There are novels that I feel myself unequal to reviewing properly, this is certainly one of those novels. An American classic that I suspect will improve even further with subsequent readings.
I bought this novel recently and then discovered that the classic club had chosen it as their sync read, well I was delighted to have an excuse to read it so soon. It is a deeply touching novel, lyrical and evocative and I suspect will prove to be very memorable. From the first line of this novel, the writing is sublime.
“Ships at a distance have every man’s wish on board. For some they come in with the tide. For others they sail forever on the same horizon, never out of sight, never landing until the Watcher turns his eyes away in resignation, his dreams mocked to death by Time. That is the life of men. Now, women forget all those things they don’t want to remember, and remember everything they don’t want to forget. The dream is the truth. Then they act and do things accordingly.”

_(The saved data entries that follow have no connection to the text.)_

PR #931, opened 2023-05-24
revert to deleting monitor metadata after deleting doc level queries to fix delete monitor regression.

eirsep:
*Description of changes:*
Metadata is required for correct query index clean up during monitor deletion. Reverted to deleting monitor metadata after deleting doc level queries to fix regression.


sbcd90 (approved):

lezzago (approved):

eirsep:
#934 contains a change which will fix the mapping for findings in alerting plugin. But this PR also is required to be merged in with CI failing as this has a bug fix for the failing workflow

Once both PRs are merged the test workflow would be fixed fully. `Test Workflow` suite

PR #1020, opened 2023-07-13
Fix get alerts api to also return chained alerts with default params. and skip audit state alerts

eirsep:
Fix get alerts api to also return chained alerts with default params. and skip audit state alerts
If audit state alerts are required, need to pass monitor id, workflow id and state=audit in params.


alerting/src/main/kotlin/org/opensearch/alerting/transport/TransportGetAlertsAction.kt
```diff
@@ -97,7 +97,15 @@ class TransportGetAlertsAction @Inject constructor(
             queryBuilder.filter(QueryBuilders.termQuery("severity", getAlertsRequest.severityLevel))
         }
 
-        if (getAlertsRequest.alertState != "ALL") {
+        if (getAlertsRequest.alertState == "ALL") {
+            // alerting dashboards expects chained alerts and individually executed monitors' alerts to be returned from this api
+            // when invoked with state=ALL. They require that audit alerts are NOT returned in this page
+            // and only be shown in "associated alerts" field under get workflow_alerts API.
+            // But if the API is called with query_params: state=AUDIT,monitor_id=<123>,workflow_id=<abc>, this api
+            // will return audit alerts generated by delegate monitor <123> in workflow <abc>
```
lezzago, line 105: If we are still letting this API call audit alerts, it should be included in ALL. It should not be just for the dashboard use case. 

Otherwise, we should not let users see audit alerts through this API and only from the workflow alerts API

lezzago: If not supporting it in `ALL` is temporary until the front end can fix it, then I am fine with going with this logic as long as we have an open github issue about it

alerting/src/main/kotlin/org/opensearch/alerting/transport/TransportGetAlertsAction.kt
```diff
@@ -107,16 +115,23 @@ class TransportGetAlertsAction @Inject constructor(
 
         if (getAlertsRequest.monitorId != null) {
             queryBuilder.filter(QueryBuilders.termQuery("monitor_id", getAlertsRequest.monitorId))
+            if (getAlertsRequest.workflowIds.isNullOrEmpty()) {
+                val noWorklfowIdQuery = QueryBuilders.boolQuery()
```
lezzago, line 119: `noWorklfowIdQuery` is misspelled.

alerting/src/main/kotlin/org/opensearch/alerting/workflow/CompositeWorkflowRunner.kt
```diff
@@ -310,7 +310,7 @@ object CompositeWorkflowRunner : WorkflowRunner() {
                 .should(boolQuery().mustNot(existsQuery(Alert.ERROR_MESSAGE_FIELD)))
                 .should(termsQuery(Alert.ERROR_MESSAGE_FIELD, ""))
             queryBuilder.must(noErrorQuery)
-            searchRequest.source().query(queryBuilder)
+            searchRequest.source().query(queryBuilder).size(9999)
```
lezzago, line 313: why?

eirsep: to make sure we fetch as many alerts as we can
we don't intend to evaluate with just 10 alerts which the default if no size is mentioned

alerting/src/main/kotlin/org/opensearch/alerting/transport/TransportGetAlertsAction.kt
eirsep: AUDIT alerts is a state designed to ållow us to create events which we don't want to get users notified about. That's why they rely on chained alerts to be actionable(notifications/acknowledgement etc)

When we return alerts in the api it would clutter the response.

alerting/src/main/kotlin/org/opensearch/alerting/transport/TransportGetAlertsAction.kt
eirsep: corrected

alerting/src/main/kotlin/org/opensearch/alerting/transport/TransportGetAlertsAction.kt
eirsep: Created issue to discuss further and reconcile with front end https://github.com/opensearch-project/alerting/issues/1021

alerting/src/main/kotlin/org/opensearch/alerting/workflow/CompositeWorkflowRunner.kt
lezzago: We should be paginating through them then. Also isnt there a max of 25 delegate monitors to a workflow?

alerting/src/main/kotlin/org/opensearch/alerting/transport/TransportGetAlertsAction.kt
lezzago: We would be introducing breaking changes behavior if we change how it is later on

lezzago: I think we should make a call on if we want audit alerts here or not now.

Written in the late 1930’s in those still very difficult years for African-American people between slavery and the civil rights movement, Their Eyes were watching God is a novel about a young woman’s search for the freedom to be herself. Janie Crawford has been raised by her grandmother, a woman born into slavery, whose idea of freedom and security compels her to arrange a marriage between sixteen year old Janie and a middle-aged man with sixty acres. Janie is a light-skinned black woman, with long straight hair to her waist – her colour and appearance something for which Janie is judged for, and drooled over by both men and women throughout the novel. Janie is destined to be dictated to, decisions taken out of her hands first by her grandmother and then by the men in her life. It is Janie’s search for her own voice and independence that is at the heart of this wonderful novel. Janie finds her first marriage to be a disappointment – falling short of the ideas of love she had hoped for.
“Oh to be a pear tree – any tree in bloom! With kissing bees singing of the beginning of the world!”
When Joe Starks come walking down the road –with a story of a new town called Eatonville in Florida, a town just for black people, he turns Janie’s head and she goes off with him to start a new life.
he did not represent sun-up and pollen and blooming trees, but he spoke for far horizon. He spoke for change and chance.”
Only Janie doesn’t find the freedom she thinks she will, tied to a man who likes the sound of his own voice and telling people what to do, Janie finds herself suffocated, working in the store and being criticised for what she does. It is only after this second marriage that Janie finally finds her true love, a man who seems far from perfect, going by the name of Tea-cake, he is twelve years younger than Janie, has no money and gambles, all he has to offer her is a packet of seeds. However when it comes to Tea-Cake Janie makes her own decision, ignoring the disapproval of the people of Eatonville Janie decides to take a chance on what she has always been looking for.
As the novel opens Janie – now around forty years old, returns to Eatonville after an absence of nearly two years. The last the town saw of Janie she had been leaving with Tea-cake – now she has returned alone. Did Tea-cake take all her money and run off with a younger woman? That is what the local gossips think, upon her return Janie tells her story to her friend Pheoby Watson, the story of her great love for Tea-Cake and how she has come to return on her own.
With its rich poetic language and vibrant authentic speech of depression era African-American people, “Their Eyes Were Watching God’ is a deeply poignant novel about a woman’s struggle to find herself.
Very thoughtful review Ali, and it sounds like this is a very moving book.
Thank you : )
Excellent review Ali. You make me want to go back and read it again for ‘the first time’ and those who do read it for the first time are in for such a treat.
I’d never heard of this book but you made it sound so compelling. Will be added to my wish list pronto.
Definitely a hard book to review as are most amazing novels. I love TEWWG so much – it’s one of my all-time favs. I’m glad you enjoyed and only wish my book club had loved this one, but they did not find Janie appealing as a female protagonist. Can’t win them all, I suppose!
Sorry your book club didn’t like it much – I find that astonishing.
Janie made choices I wouldn’t or couldn’t make, but the beauty of this book is that you see it all through her eyes and experiences. Janie made the choices she did because that’s what she needed to do to make sense of her life.
I’m glad you enjoyed her story too 🙂
http://bronasbooks.blogspot.com.au/2013/04/their-eyes-were-watching-god-by-zora.html
Janie was a wonderful character, I think I’ll be remembering her for a long time.